--- Supplied records ---

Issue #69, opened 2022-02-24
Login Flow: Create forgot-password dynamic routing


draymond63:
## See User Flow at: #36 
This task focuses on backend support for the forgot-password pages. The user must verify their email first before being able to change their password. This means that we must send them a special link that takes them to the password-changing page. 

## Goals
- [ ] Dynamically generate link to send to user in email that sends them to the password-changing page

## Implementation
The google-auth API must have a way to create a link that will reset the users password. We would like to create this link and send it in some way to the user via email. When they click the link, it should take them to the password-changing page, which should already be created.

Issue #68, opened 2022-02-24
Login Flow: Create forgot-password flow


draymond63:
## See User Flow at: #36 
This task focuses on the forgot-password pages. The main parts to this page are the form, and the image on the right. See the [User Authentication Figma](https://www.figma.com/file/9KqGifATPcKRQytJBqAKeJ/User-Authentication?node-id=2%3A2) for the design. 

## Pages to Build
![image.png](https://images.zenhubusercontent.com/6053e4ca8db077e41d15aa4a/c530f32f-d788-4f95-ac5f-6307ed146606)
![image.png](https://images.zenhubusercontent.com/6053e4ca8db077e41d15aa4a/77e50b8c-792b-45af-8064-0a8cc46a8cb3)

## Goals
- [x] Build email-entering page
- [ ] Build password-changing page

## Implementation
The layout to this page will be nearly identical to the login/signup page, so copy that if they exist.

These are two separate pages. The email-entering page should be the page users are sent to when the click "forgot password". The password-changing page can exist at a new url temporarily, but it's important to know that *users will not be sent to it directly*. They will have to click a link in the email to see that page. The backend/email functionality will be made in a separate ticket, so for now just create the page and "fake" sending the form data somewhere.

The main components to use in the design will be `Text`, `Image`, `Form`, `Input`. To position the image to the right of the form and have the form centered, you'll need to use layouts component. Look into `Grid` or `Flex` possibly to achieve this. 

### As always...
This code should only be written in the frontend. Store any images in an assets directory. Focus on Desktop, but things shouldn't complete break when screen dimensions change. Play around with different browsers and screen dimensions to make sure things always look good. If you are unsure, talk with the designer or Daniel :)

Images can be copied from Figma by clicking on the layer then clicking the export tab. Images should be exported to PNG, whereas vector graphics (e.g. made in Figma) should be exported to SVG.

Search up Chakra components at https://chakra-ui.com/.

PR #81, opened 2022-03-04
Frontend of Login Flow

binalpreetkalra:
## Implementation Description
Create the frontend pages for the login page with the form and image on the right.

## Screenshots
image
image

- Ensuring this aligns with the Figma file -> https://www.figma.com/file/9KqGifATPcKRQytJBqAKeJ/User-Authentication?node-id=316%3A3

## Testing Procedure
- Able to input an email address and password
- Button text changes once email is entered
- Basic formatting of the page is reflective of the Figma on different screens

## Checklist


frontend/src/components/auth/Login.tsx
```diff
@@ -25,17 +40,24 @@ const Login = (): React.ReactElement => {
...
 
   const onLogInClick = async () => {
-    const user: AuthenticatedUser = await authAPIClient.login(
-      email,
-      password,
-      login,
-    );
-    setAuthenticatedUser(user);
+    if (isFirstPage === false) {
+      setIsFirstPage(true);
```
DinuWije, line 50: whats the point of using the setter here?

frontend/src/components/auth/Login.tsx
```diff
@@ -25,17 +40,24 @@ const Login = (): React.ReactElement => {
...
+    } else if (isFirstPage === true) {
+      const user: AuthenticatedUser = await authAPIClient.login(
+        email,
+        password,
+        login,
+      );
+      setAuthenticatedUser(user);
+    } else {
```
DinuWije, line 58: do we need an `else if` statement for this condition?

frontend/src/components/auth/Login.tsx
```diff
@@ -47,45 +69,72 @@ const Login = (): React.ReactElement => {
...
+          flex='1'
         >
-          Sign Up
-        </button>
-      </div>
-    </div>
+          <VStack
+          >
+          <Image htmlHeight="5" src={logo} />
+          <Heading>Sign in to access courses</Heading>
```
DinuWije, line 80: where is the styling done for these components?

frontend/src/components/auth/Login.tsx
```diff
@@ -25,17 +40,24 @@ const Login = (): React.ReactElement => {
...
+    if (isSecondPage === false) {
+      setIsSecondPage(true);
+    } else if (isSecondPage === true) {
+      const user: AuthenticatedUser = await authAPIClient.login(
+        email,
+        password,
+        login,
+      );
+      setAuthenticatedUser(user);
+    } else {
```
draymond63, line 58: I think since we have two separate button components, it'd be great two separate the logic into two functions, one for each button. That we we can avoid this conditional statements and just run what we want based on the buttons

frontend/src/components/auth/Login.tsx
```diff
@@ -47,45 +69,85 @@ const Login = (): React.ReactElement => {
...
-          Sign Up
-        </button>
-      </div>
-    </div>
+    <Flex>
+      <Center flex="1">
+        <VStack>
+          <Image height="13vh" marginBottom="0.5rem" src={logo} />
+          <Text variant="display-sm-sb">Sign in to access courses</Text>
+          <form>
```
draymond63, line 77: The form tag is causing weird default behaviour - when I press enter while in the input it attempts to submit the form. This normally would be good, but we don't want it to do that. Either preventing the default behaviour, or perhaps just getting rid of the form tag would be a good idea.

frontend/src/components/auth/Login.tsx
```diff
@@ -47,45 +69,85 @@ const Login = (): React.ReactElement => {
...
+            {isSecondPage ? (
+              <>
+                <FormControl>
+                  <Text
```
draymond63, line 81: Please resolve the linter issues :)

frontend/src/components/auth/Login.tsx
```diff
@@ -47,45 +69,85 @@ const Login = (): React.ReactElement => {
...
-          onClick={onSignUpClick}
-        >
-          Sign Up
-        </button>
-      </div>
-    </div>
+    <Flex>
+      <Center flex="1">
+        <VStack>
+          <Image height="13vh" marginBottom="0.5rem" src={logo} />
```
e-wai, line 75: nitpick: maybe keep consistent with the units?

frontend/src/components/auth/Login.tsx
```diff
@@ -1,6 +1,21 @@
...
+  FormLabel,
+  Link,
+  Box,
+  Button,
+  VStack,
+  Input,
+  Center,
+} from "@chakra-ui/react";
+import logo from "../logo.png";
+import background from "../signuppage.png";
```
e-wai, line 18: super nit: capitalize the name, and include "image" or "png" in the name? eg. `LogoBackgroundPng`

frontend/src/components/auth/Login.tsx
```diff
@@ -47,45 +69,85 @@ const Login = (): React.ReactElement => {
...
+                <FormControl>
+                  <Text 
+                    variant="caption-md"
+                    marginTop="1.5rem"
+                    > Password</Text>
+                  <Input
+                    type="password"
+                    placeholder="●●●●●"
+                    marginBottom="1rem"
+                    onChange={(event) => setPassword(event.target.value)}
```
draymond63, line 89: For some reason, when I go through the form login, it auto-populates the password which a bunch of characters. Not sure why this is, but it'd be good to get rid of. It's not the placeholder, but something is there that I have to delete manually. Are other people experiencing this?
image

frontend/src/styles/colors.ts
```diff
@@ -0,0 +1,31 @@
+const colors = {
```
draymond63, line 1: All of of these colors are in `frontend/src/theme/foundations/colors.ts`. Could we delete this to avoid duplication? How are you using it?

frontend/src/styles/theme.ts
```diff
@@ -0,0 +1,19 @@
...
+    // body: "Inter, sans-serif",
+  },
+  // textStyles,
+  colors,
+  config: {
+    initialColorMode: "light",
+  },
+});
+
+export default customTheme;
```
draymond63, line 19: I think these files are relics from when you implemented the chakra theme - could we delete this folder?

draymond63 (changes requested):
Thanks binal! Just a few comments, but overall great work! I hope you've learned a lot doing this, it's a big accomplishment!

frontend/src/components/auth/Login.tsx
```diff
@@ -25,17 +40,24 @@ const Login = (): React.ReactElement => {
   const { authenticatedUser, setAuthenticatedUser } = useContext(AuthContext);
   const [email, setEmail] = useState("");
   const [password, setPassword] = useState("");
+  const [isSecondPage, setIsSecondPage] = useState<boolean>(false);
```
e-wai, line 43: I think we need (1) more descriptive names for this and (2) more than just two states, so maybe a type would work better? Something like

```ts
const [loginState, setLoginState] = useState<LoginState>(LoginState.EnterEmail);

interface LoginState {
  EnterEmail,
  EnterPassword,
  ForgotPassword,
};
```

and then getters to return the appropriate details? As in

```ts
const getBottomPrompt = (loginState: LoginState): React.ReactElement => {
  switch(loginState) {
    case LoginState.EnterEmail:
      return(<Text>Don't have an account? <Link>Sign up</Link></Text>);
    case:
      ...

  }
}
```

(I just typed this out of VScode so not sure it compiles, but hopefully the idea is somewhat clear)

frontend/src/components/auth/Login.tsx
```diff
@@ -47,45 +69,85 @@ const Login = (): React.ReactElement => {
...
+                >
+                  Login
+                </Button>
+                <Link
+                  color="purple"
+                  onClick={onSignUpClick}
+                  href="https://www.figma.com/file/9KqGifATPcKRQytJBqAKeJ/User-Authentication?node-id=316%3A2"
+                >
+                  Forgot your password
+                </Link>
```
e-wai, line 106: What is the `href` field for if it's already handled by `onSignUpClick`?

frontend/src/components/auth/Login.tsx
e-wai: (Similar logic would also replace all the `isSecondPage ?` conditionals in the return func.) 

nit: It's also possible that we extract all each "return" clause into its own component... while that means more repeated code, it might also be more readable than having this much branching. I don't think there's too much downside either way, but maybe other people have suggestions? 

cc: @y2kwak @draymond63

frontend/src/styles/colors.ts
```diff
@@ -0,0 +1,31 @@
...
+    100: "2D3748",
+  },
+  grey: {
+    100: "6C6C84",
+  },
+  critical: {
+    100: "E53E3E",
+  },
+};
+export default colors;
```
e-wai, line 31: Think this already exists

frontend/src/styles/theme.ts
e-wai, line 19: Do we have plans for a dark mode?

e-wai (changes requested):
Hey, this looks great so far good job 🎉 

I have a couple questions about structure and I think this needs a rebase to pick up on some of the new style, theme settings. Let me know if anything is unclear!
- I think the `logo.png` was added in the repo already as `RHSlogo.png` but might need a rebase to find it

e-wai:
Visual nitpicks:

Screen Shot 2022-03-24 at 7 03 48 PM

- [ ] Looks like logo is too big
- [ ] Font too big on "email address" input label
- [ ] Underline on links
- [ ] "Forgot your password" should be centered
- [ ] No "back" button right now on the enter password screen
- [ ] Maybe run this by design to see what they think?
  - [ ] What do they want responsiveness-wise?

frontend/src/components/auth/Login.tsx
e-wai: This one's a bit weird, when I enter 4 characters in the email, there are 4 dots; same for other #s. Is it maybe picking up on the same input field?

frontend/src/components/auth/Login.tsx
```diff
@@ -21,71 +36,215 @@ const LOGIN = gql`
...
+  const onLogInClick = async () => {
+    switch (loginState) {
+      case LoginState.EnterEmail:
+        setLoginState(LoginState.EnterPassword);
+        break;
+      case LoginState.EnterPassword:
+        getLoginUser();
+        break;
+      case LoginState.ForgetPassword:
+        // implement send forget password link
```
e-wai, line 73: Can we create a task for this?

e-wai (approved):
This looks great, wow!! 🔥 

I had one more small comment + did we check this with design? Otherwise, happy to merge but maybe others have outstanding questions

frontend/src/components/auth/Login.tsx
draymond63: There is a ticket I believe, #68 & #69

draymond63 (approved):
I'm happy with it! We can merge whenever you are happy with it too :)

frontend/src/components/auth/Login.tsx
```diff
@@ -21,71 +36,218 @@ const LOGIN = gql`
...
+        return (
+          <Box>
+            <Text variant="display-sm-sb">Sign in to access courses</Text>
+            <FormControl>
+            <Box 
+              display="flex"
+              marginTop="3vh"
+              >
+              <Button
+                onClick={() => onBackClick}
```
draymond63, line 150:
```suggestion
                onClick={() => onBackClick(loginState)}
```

---

Copy out, exactly as written, the line that contains "draymond63: There is" along with every line that comes after it in the material above, and nothing else.

- [Answer section]
draymond63: There is a ticket I believe, #68 & #69

draymond63 (approved):
I'm happy with it! We can merge whenever you are happy with it too :)

frontend/src/components/auth/Login.tsx
```diff
@@ -21,71 +36,218 @@ const LOGIN = gql`
...
+        return (
+          <Box>
+            <Text variant="display-sm-sb">Sign in to access courses</Text>
+            <FormControl>
+            <Box 
+              display="flex"
+              marginTop="3vh"
+              >
+              <Button
+                onClick={() => onBackClick}
```
draymond63, line 150:
```suggestion
                onClick={() => onBackClick(loginState)}
```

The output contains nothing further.